◆ **Saved data entries**:

☆ ☆ ☆

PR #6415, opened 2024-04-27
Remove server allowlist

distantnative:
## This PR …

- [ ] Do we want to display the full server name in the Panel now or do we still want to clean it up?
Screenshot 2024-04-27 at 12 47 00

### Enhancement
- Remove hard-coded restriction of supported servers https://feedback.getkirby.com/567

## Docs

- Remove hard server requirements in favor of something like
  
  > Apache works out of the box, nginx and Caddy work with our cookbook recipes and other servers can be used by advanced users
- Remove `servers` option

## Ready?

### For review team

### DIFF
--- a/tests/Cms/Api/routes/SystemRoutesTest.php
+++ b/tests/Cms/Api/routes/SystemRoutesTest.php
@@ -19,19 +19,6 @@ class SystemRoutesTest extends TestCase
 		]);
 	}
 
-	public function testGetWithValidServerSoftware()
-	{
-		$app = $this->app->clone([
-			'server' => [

☆ ☆ ☆

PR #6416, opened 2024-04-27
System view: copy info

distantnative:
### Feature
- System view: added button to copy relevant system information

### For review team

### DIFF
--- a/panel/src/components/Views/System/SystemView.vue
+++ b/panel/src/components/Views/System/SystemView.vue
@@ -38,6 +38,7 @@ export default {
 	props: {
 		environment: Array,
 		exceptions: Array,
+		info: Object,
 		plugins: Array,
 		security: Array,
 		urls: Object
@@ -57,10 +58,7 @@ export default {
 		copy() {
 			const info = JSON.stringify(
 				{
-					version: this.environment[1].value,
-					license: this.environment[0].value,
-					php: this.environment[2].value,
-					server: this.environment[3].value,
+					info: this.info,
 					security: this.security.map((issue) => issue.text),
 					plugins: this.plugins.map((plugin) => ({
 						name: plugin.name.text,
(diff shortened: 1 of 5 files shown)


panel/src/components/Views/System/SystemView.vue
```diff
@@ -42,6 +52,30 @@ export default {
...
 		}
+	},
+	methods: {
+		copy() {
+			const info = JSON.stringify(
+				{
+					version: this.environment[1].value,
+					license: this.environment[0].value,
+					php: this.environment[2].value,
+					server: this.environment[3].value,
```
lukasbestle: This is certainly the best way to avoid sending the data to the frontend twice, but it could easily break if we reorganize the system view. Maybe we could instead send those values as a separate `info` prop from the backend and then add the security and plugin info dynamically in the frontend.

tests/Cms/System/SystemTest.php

☆ ☆ ☆

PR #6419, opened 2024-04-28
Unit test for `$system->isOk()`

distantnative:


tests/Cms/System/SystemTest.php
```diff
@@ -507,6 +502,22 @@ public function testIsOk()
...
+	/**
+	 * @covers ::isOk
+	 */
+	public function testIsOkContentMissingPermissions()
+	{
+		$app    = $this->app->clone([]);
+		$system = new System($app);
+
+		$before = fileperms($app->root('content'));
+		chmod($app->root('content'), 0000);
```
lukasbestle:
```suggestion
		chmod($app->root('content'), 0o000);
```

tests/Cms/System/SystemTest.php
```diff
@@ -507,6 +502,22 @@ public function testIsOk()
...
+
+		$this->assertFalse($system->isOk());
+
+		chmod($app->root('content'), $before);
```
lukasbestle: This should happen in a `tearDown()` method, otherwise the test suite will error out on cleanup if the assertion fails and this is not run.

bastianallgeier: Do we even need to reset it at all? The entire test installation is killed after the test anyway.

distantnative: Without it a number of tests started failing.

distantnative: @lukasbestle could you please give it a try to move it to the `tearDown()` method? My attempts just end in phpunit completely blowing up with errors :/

☆ ☆ ☆

◆ **Problem description**: Go through the data above and count the lines that hold "function". Respond with the number and no other words.

◆ **Exercise solution**: 4